The idea of earning financial independence by actually amassing some of your own capital is quickly dismissed. To paraphrase,
“To retire on money alone, you’d need like a million dollars, which not many people can accomplish. And even if you did get that million dollars, inflation would be eating away 2-4% of it each year, destroying your purchasing power. Finally, if you WERE hardworking enough to save a million dollars while you are still young, retirement is going to be about as fun as poking bicycle spokes in your eyes. You’ll want to start a business. So why wait for retirement?”
I’ll have to call a timeout here. First of all, the perspective on inflation is naive. Investors like you and I always take inflation into account when designing our portfolio – as long as you earn more than inflation, your purchasing power increases rather than decreasing.
More importantly, by failing to start their journey by first learning to live happily on a low level of spending, 4 Hour Workweek followers may be setting themselves up for a lifetime of chasing expensive thrills. To focus on earning more rather than spending less is to neglect the fact that we are already living lives of drastic overconsumption. We are already spending plenty of money to achieve happiness – all of us. Let’s figure out first how to totally decouple spending level from happiness, and shed the inconvenient burden of insatiability.
Then you can still go out and earn a shitload of money. The difference is that you’ll tend to save it and invest it in social change for the better, rather than spending it on yourself.

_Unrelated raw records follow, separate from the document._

PR #39293, opened 2025-07-28
Retry once on any error, except for test lint e2e test

KevinFairise2:
### What does this PR do?

Change our strategy to improve reliability of the CI. We will now retry all the jobs once when they fail. Except the jobs that can be expected to fail like unit tests, linters and e2e tests.
Ideally we'd like tests and linters to be retried on main because they are not expected to fail there. However this is not possible to have such a precise configuration with current gitlab configuration.

What would be possible:
- Retry everything on main + never retry by default on PRs
- Have a separate service that watches the CI and is responsible for retries of the jobs. This would allow us to configure it as we want

### Motivation

Improve reliability and reduce flakiness of the CI

### DIFF
--- a/.gitlab-ci.yml
+++ b/.gitlab-ci.yml
@@ -41,18 +41,7 @@ include:
 
 default:
   retry:
-    max: 2
-    exit_codes:
-      - 42
-      - 101 # Failed to extract dependencies
-    when:
-      - runner_system_failure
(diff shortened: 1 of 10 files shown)


Ishirui (approved):
LGTM ! Thanks for this

julien-lebot (approved):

Or you can keep your existing job, save well, and still end up financially independent and free while you’re still young. You don’t have to start an online business or do anything particularly crazy.
The original target audience of this blog was the well-paid office workers of the world. I felt that for people earning over $60,000 per person per year, financial independence was already so easily attainable, that it would be an unnecessary distraction to spend years building a second business to increase income still further.

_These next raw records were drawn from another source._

PR #39296, opened 2025-07-28
[CWS] Separate each connect test for consistant CI

theop-dd:
### Motivation
Reduce the number of failing tests.

### DIFF
--- a/pkg/security/tests/connect_test.go
+++ b/pkg/security/tests/connect_test.go
@@ -34,18 +34,6 @@ func TestConnectEvent(t *testing.T) {
 			ID:         "test_connect_af_inet",
 			Expression: `connect.addr.family == AF_INET && process.file.name == "syscall_tester"`,
 		},
-		{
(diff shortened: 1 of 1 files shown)


pkg/security/tests/connect_test.go
```diff
@@ -85,6 +73,22 @@ func TestConnectEvent(t *testing.T) {
...
+		},
+	}
+
+	test, err := newTestModule(t, nil, ruleDefs)
+	if err != nil {
+		t.Fatal(err)
+	}
+	defer test.Close()
 
 	t.Run("io-uring-connect-af-inet-any-tcp-success", func(t *testing.T) {
```
paulcacheux: we don't need the `t.Run` anymore since you are splitting the tests

theop-dd: Oh yes you're right, copy paste issue ^^

paulcacheux (approved):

But Tim Ferriss definitely sells the idea well. His book should be viewed as a supplementary course in Badassity, and will be especially valuable to younger people who are near the beginnings of their careers, and also to anyone who is on the lower end of the income scale who is willing to fight to move to a higher level.
Going back to the Twitter comment about MMM and Ferriss – I would agree that we could have a baby someday. The baby would be some kind of hybrid between our ideas. We’d take all of his energy and fearlessness and complete lack of fear of failure. But we’d strip out a bit of the hype and selling, because we wouldn’t be out to make money for ourselves – we already have plenty. We wouldn’t be creating products to sell. Instead our product would be a globe-spanning breed of supermotivated and ultraproductive Badass People that would be out to save the world.
* Compounding the celebrity intrigue, Tim Ferriss is apparently friends with another one of my much more famous frugality arch-rivals, Ramit Sethi.